What made ‘PLIF’ (get used to this folks, cause “The Parking Lot Is Full” takes a while to type) so enjoyable was it’s fascinating combination of Gary Larsen-esque illustrations combined with sharp writing and a touch of the macabre. Unlike several previous recommendations here on ComicMix, ‘PLIF’ had no continuity really to follow. Yes, there are a few reoccurring sock puppets in the later half of the series, but there’s no backstory to follow (well, anymore…). And to be honest, the really juicy strips are true non-sequiturs.

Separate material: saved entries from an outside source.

PR #14001, opened 2026-06-30
fix(worker): stop retrying permanently-failed jobs (deleted connection / 404 payload)

abuaboud:
## What

Engine failures whose inputs are **permanently gone** never recover on retry:

- a deleted/expired connection — `ConnectionNotFound` / `ConnectionExpired`
- a `404 Not Found` / `410 Gone` on the trigger-payload file — `EngineFileDownloadError`

`completeJob` wrapped **every** `INTERNAL_ERROR` in a plain `Error`, so BullMQ retried per `attempts`/`backoff`. These retries can never succeed — they just burn attempts, clog the `failed` queue, and re-page oncall on each attempt.

## How

Classify these at the single `completeJob` choke point (covers every job type) and move them to failed with `UnrecoverableError`, which BullMQ never retries — the same pattern already used for deferred-failure and invalid-schema jobs in this file.

Transient `5xx` download errors stay retryable: only `404`/`410` count as permanent.

## Evidence

Found via two failed prod jobs:
- `Tx9iuIrJm5yola44BCQHX` (EXECUTE_FLOW) — 70-day-stale job, connection `IedmaJgaUqsVRqwnsYudH` deleted + payload file `iU2y9YpQJjyeUfUiFUDcc` 404'd, retried **5×**.
- (job `2M5W8jqOm9HKsK7pWV8GB` was a separate host-level engine crash — out of scope here.)

## Scope / non-goals

This stops the **retry storm**. It does not reclassify the run's `INTERNAL_ERROR` status to `FAILED` — that's a deeper engine-side change (USER vs ENGINE error typing) intentionally left out of this contained worker fix.

## Test

`isPermanentEngineFailure` unit test covers: deleted connection, expired connection, 404 payload → permanent; 5xx download + generic sandbox crash → still retryable.

### DIFF
--- a/packages/server/api/src/app/workers/job-queue/job-broker.ts
+++ b/packages/server/api/src/app/workers/job-queue/job-broker.ts
@@ -204,7 +204,20 @@ function buildFailedReason(errorMessage: string, logs?: string): string {
     return `${errorMessage}\n${logs}`
 }
 
-export { tryDequeue }
+// Engine failures whose inputs are permanently gone never recover on retry — a deleted/expired
+// connection, or a 404/410 on the trigger-payload file. Retrying them just burns attempts, clogs
+// the failed queue, and re-pages oncall. A transient 5xx file-download error must still retry, so
+// EngineFileDownloadError is only treated as permanent when the status is not-found / gone.
+const PERMANENT_FAILURE_MARKERS = ['ConnectionNotFound', 'ConnectionExpired'] as const
+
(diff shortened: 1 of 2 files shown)


abuaboud:
Superseded — the broker-level UnrecoverableError was a band-aid that left the run as INTERNAL_ERROR. Replacing with a source fix: a deleted/expired trigger-payload file (404/410) is now classified as a USER error and surfaces as a FAILED run, so it never reaches the failed queue or pages oncall.

PR #14002, opened 2026-06-30
feat(chat): onboard free cloud users to managed AI with a $10 first-chat grant

Louai-Zokerburg:
## Why

We opened the AI chat assistant to all cloud **free** users (capped 200-user rollout), but the experience was broken for exactly that audience:

1. A free cloud user's **first screen was a "set up an AI provider" wall** — the auto-created managed *Activepieces* provider was saved with `enabledForChat = false`, so the chat box rendered `SetupRequiredState` and pushed them to `/platform/setup/ai`.
2. Even past the wall, free users had **no usable managed credits**, so chat would fail.

This makes managed AI the default and gifts test credits so a free user can land in chat and immediately play.

## What changed

- **Managed AI is the default chat provider.** The managed *Activepieces* provider is now created with `enabledForChat: true`, so free cloud users see the chat immediately. Creation is guarded so we **never create a second chat provider or override an existing BYO choice**, and the update path still flips it off when a user picks their own provider. Existing platforms are backfilled by the migration (scoped to platforms with no chat provider).
- **One-time $10 credit grant on first chat.** On a user's first message we top up the platform's managed OpenRouter key by a configurable amount (default $10), reusing the same mechanism as the Stripe top-up. Scoped to **free-tier cloud only** (`isNil(plan.licenseKey)`), **awaited before** the credit-exhaustion check so the first message isn't rejected and the key is minted exactly once (no race with the worker). Idempotent via a new `chat_rollout_user.grantedFreeCreditAt` atomic claim (claim → grant → release on failure so a later message retries). Grant failures are logged and non-fatal — the message still proceeds.
- **200-cap auto-close hardened.** `recordChatted` now reports first-chat and sets the monotonic Redis closed flag the moment `count >= cap`, instead of lazily on the next visibility check.

## Config / migration

- **No required config.** New optional env `CLOUD_CHAT_FREE_CREDIT_USD` (default `10`) — unset falls back to the default, zero-setup.
- Relies on existing cloud config: `OPENROUTER_PROVISION_KEY` (gates managed AI / the whole feature), `AP_EDITION=cloud`, `CLOUD_CHAT_ROLLOUT_CAP` (optional, default 200).
- **Migration `1802000000000`** (postgres-only — `chat_rollout_user` is cloud-only, matching the original feature): adds `grantedFreeCreditAt` and backfills `ai_provider.enabledForChat`. Runs on boot.

## Edition safety

Everything new is gated by `isCloud()` / `aiCreditsEnabled()`. On CE/self-host without managed AI, no managed provider is created, the grant is skipped, and the provider wall behaves as before — no setup, no behavior change.

## Notes for reviewers

- The grant tops up the **OpenRouter key limit** directly (reflected in the credits UI via `getUsage`), **not** `includedAiCredits` or an internal ledger. If billing/console reports reconcile against `includedAiCredits`, this promo won't appear there — out of scope here; can be a follow-up.
- First message gets ~1–2s of added latency once per user (the synchronous grant). Subsequent messages are unaffected.
- Soft cap: can overshoot 200 by a handful under concurrent first-messages at the boundary (no lock — acceptable for a beta); never reopens.

## Testing

- `npx turbo run lint --filter=api` → 0 errors.
- TODO before merge: `npm run test-api`, and a manual smoke on cloud — free user → no wall → first message grants $10 (OpenRouter key limit increases) → agent replies → second message does **not** double-grant.

## Related

Console side (Rollout Progress dashboard): activepieces/console#9


xuhongchen521-debug:
/attempt #14002

我来做这个，正在写PR。

abuaboud (approved):

abuaboud (approved):

PR #14007, opened 2026-06-30
fix: wrap draft creation in transaction to prevent orphaned drafts

### LINKED ISSUE #13931: [BUG] [Flows] Orphaned empty draft version left behind when applyOperation fails on a published flow
## Problem

When a user edits a **published** flow (latest version is `LOCKED`), the edit path first creates a new empty DRAFT version, then imports the locked content into it. These are two separate, independently-committed DB writes with **no transaction** around them. If the second step throws (observed in the field as `RangeError: Maximum call stack size exceeded` on deeply nested flows), the empty draft is already committed and stays in the DB forever. The original published version is untouched, but the project accumulates orphaned empty draft versions.

Ref: Pylon #6171

## Root cause

`createNewDraftIfVersionIsPublished` (`packages/server/api/src/app/flows/flow/flow.service.ts:824`) runs two writes in sequence with no transaction:

1. `flowVersionService(log).createEmptyVersion(...)` — `flow-version.service.ts:256-283`. It does `flowVersionRepo().save(flowVersion)` with **no** `entityManager`, so the empty DRAFT row is committed immediately on its own connection. The function does not even accept an `entityManager`.
2. The `applyOperation(IMPORT_FLOW ...)` loop that imports the locked version into the new draft.

The caller, `update()`'s default case (`flow.service.ts:400-415`), has no `transaction()` and no try/catch cleanup. The only `transaction()` in the file is in `updatedPublishedVersionId` (line 445), a different operation. So any throw after step 1 leaves the committed draft behind. The global error handler only logs (the `[errorHandler]` line in the report); nothing deletes the row.

Confirmed in code on both release-0.85.4 and upstream `main` (identical).

## Fix

Make `createEmptyVersion` accept an `entityManager`, and wrap the `createEmptyVersion` + `applyOperation` loop inside `createNewDraftIfVersionIsPublished` in a single `transaction(async (entityManager) => { ... })`, threading the manager through both writes. Mirror the pattern already used by `updatedPublishedVersionId` at `flow.service.ts:445`. On any failure the empty draft then rolls back.

## Out of scope

The stack overflow that triggers this on deeply nested flows is a separate, not-yet-pinned issue (the recursive `FlowAction` zod schema is never parsed at runtime, so the overflow is most likely unbounded JS recursion in the import expansion — needs the full untruncated stack trace + a repro flow to confirm the exact frame). This ticket only covers making draft creation transactional so no orphaned draft is left behind regardless of the failure cause.

## Steps to reproduce

1. Have a published flow whose latest version is `LOCKED`.
2. Trigger any structural edit that fails during the import-into-draft step (e.g. a deeply nested flow that hits the stack overflow).
3. Observed: an empty DRAFT version is committed and remains in the DB; expected: it should roll back.

sourav7274:
## What does this PR do?

Fixes orphaned empty draft flow versions that accumulate in the database when editing a published flow fails mid-import. 

 When a user edits a published (LOCKED) flow, the system creates a new empty DRAFT version and then imports the locked content into it. Previously these were two separate, uncommitted DB writes with no transaction around them. If the import step threw an error (e.g. a stack overflow on a deeply nested flow), the empty DRAFT row was already committed and left permanently in the database.

This fix wraps both writes — the empty draft creation and the entire import operation loop — in a single database transaction inside createNewDraftIfVersionIsPublished. If anything fails mid-import, the transaction rolls back and no orphaned draft is left behind.. 

Changes:

 - flow-version.service.ts — createEmptyVersion now accepts an optional entityManager parameter so it can
      participate in a caller-supplied transaction
 - flow.service.ts — createNewDraftIfVersionIsPublished wraps the full draft creation + import in a 
      transaction(), mirroring the pattern already used by updatedPublishedVersionId

### Relevant User Scenarios

 A user edits a published flow that is deeply nested, triggering a stack overflow during import — previously left an orphaned empty draft in the DB, now rolls back cleanly
Any failure during the import-into-draft step no longer leaves ghost draft versions accumulating per project

Fixes #13931

### DIFF
--- a/.agents/features/flows.md
+++ b/.agents/features/flows.md
@@ -88,6 +88,8 @@ All flow modifications go through `POST /v1/flows/:id` with a `FlowOperationRequ
 - USE_AS_DRAFT → copies published version back to draft for editing
 - Only published flows can be enabled (triggers registered)
 
+**Editing a locked version** (`createNewDraftIfVersionIsPublished`): when any structural edit operation arrives and the latest version is LOCKED, the service creates a new empty DRAFT and imports the locked content into it. Both the empty-draft insert (`createEmptyVersion`) and the import operation loop run inside a single `transaction()` — if the import throws (e.g. stack overflow on a deeply nested flow), the entire transaction rolls back and no orphaned empty draft is left in the DB.
+
 ## Publishing Side Effects
 
 When LOCK_AND_PUBLISH or CHANGE_STATUS to ENABLED:
--- a/packages/server/api/src/app/flows/flow-version/flow-version.service.ts
+++ b/packages/server/api/src/app/flows/flow-version/flow-version.service.ts
@@ -260,6 +260,7 @@ export const flowVersionService = (log: FastifyBaseLogger) => ({
             notes: Note[]
             schemaVersion: string | undefined | null
         },
+        entityManager?: EntityManager,
     ): Promise<FlowVersion> {
         const flowVersion: NewFlowVersion = {
             id: apId(),
@@ -280,7 +281,7 @@ export const flowVersionService = (log: FastifyBaseLogger) => ({
             state: FlowVersionState.DRAFT,
             notes: request.notes,
         }
-        return flowVersionRepo().save(flowVersion)
+        return flowVersionRepo(entityManager).save(flowVersion)
     },
     removeConnectionsAndSampleDataFromFlowVersion(
         flowVersion: FlowVersion,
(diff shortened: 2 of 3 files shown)


majewskibartosz:
@sourav7274 hey thanks for contribution, we''ll review this next week.

abuaboud:

sourav7274:
Hi, thank you for informing, I had fun working with issues.

PR #14015, opened 2026-07-01
fix(sandbox): surface real crash diagnostics instead of empty error on fatal engine exit

amrdb:
## Problem

A failed production webhook run (Google Sheets `new_row_added` trigger hook) surfaced only as an opaque, undiagnosable error:

```
SANDBOX_INTERNAL_ERROR: Worker exited with code 1 and signal null standardOutput= standardError=
```

The engine runs as a **forked child process** and the sandbox collects its stdout/stderr **only over the RPC socket** (`EngineStdout`/`EngineStderr` messages). When the engine dies abruptly — an uncaught exception (`exit 1`) or a V8 heap-OOM abort — it writes the real diagnostic to its **native OS stderr** and never sends a socket message. So:

- `stdError` stays empty → the job error / BullMQ `failedReason` carries no cause.
- The OOM heuristic in `handleProcessExit` greps `stdError` for `"JavaScript heap out of memory"`, which can never match → memory crashes get misclassified as generic `SANDBOX_INTERNAL_ERROR`.

Root cause: the child's **native stderr pipe is never drained**. (For `fork.ts` it wasn't even a pipe — `silent` defaulted to false, so `child.stderr` was `null`.)

## Fix

- **`fork.ts`** — fork with `silent: true` so the child's stdout/stderr are pipes the worker can read.
- **`sandbox.ts`** — drain the child's native stdout/stderr into a bounded (8 KB tail) buffer and fold it into `handleProcessExit`, so crash output lands in the job error and reaches the RAM / log-size classifiers.
- **`isolate.ts`** — remove its private stdout/stderr forwarding now that capture is centralized in `sandbox.ts` (avoids double-writing to the worker console).

## Effect

| Situation | Before | After |
|---|---|---|
| Engine uncaught exception (`code 1`) | `standardError=` empty, opaque `SANDBOX_INTERNAL_ERROR` | error carries the real stack trace |
| Heap OOM exiting `code 1 / null` | misclassified `SANDBOX_INTERNAL_ERROR` | `SANDBOX_MEMORY_ISSUE` |
| Heap OOM aborting (`SIGABRT`) | `SANDBOX_MEMORY_ISSUE` | unchanged, now with diagnostic text attached |
| Normal run | logs from socket | unchanged (native buffer only used on crash path) |

## Verification

- Reproduced the exact production signature (`code 1 / signal null`, empty stderr) with a forked child; confirmed the fixed wiring captures the crash text.
- Added 2 regression tests in `sandbox.test.ts`: native stderr is attached to the error, and an OOM exiting `code 1/null` is now classified `SANDBOX_MEMORY_ISSUE`. **Both fail without the fix**, all **42** sandbox tests pass with it.
- `tsc` build + eslint clean.

### DIFF
--- a/packages/server/sandbox/src/lib/sandbox/fork.ts
+++ b/packages/server/sandbox/src/lib/sandbox/fork.ts
@@ -5,6 +5,11 @@ export function simpleProcess(enginePath: string, codeDirectory: string): Sandbo
     return {
         create: async (params) => {
             return fork(enginePath, [], {
+                // Pipe the child's stdout/stderr instead of inheriting them, so the sandbox can
+                // capture native runtime output (uncaught-exception stacks, V8 "JavaScript heap out
+                // of memory" aborts) that never travels over the RPC socket. Without this, a hard
+                // engine crash surfaces only as an opaque "Worker exited with code 1 ... standardError=".
+                silent: true,
                 execArgv: [
                     // IMPORTANT DO NOT REMOVE THIS ARGUMENT: https://github.com/laverdet/isolated-vm/issues/424
                     '--no-node-snapshot',
--- a/packages/server/sandbox/src/lib/sandbox/isolate.ts
+++ b/packages/server/sandbox/src/lib/sandbox/isolate.ts
@@ -127,13 +127,6 @@ export function isolateProcess(log: SandboxLogger, enginePath: string, _codeDire
                 shell: false,
             })
 
-            child.stdout?.on('data', (data: Buffer) => {
-                process.stdout.write(data)
-            })
-            child.stderr?.on('data', (data: Buffer) => {
-                process.stderr.write(data)
-            })
-
             return child
         },
     }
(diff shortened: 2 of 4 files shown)


amrdb:
Thanks @greptile-apps — all three points addressed in e7d7c6be6d:

**P1 — `exit` vs `close` race (correct, thanks for catching it).** Switched both handlers to the `close` event, which Node guarantees fires only after all stdio streams are drained, so `nativeStdError` is complete when `handleProcessExit` classifies the crash:
- `start()` `exitPromise`: `once('exit')` → `once('close')` (+ teardown `removeAllListeners('close')`)
- `execute()`: `on('exit')` → `on('close')` (+ `finally` teardown `removeAllListeners('close')`)

Note the unit tests can't reproduce the real pipe race (the mock child is a bare `EventEmitter` with no real stdio), so the guarantee here comes from using `close`; the tests were updated to emit `close` to match the production listener.

**P2 — buffers accumulate across re-executions in reuse mode (valid).** `nativeStdOut`/`nativeStdError` are now reset at the start of every `execute()`, so a reused (`AP_REUSE_SANDBOX`) sandbox no longer prefixes a run's crash output with native output from previous healthy executions.

**P2 — PR title.** Updated to a user-facing phrasing.

All 82 sandbox tests pass; lint + `tsc` clean.

abuaboud (approved):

I’ll be frank, folks, this strip features some of the most laugh-out-loud-but-frankly-I-shouldn’t-be-laughing strips I’ve had the pleasure to read for free on the ‘inter-webs’. There’s no need for lengthy exposition on the progression of the art; It’s crude, in gray tones, and unpolished as my car in February. There’s no need to wax poetic about the subject matter; Generally ‘PLIF’ stuck to a cycle of topics including childhood, sex, religion, and conspiracy theories (sometimes in the same strip!). Simply put, if the ‘Far-Side’ was rolled through a plate of broken glass, you’d have “PLIF”. Suffice to say the content can disturb as much as it can inspire fits of laughter… and that’s what I appreciate about it. 

I wholeheartedly (or blackheartedly) agree with that description.

Below the fold are a few select favourites.  If you don’t know PLIF, be prepared to be disturbed. ^o^

My all time favourite, and potential theme for FtB.  Note how the sky’s shading changes, and their backs.  This is typical of both their “in your face” comedy with subtlety in the same frame.

 

 

Comments

  1. jenorafeuer says

    Oh, yes, I remember The Parking Lot Is Full quite well.

    Over two decades later, the one I always remember has a picture of a young teenager walking down a grungy-looking street with something attached to his head and whistling past blank outlines of a fight going on and someone leaning against a lamppost. The caption:

    Not satisfied with protecting children from bad media influences, parents install chips in their kids’ heads which block out violence and sex in real life. Cut off from much of human experience, an entire generation grows up to be moral infants.
    You cannot imagine what kind of creatures their children will be.